Highlights from the management commentary

* The company expects state incentives for the Mukutban plant to accrue from the beginning of FY25 (vs. previous estimate of 4QFY24). The total incentive accrual is estimated at INR1.1b in FY25, largely from the Mukutban plant.

* Fuel consumption costs stood at INR1.56/Kcal vs. INR1.58/Kcal in 3QFY24. Operations at the Bikram coal mine are likely to commence from 2QFY25.

* Capex is pegged at INR8b in FY25E, of which INR4b is for maintenance and other projects, INR2b for coal mine development, and INR2b for the Kundanganj line-3.

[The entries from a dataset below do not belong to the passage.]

PR #286, opened 2022-06-19
Improve installation instructions

rasky:
The instructions did not mention the N64_INST environment variable which
is mandatory for the build system. Moreover, the build-toolchain.sh
was still allowing to be run without it, giving it a default PATH, even
though the build system doesn't know of this default.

Valuations attractive; reiterate BUY

* We estimate a consol. revenue/EBITDA/PAT CAGR of 7%/11%/28% over FY24- 26. We further estimate BCORP’s net debt to decline to INR21b in FY26 from INR30b in FY24 and net debt-to-EBITDA to improve to 1.2x from 2.1x in FY24.

* BCORP currently trades at 8.6x/7.5x FY25E/26E EV/EBITDA, at a lower valuation than its similar-sized peers. We reiterate our BUY rating with a revised TP of INR1,800 (vs. 1,700), based on 9x FY26E EV/EBITDA.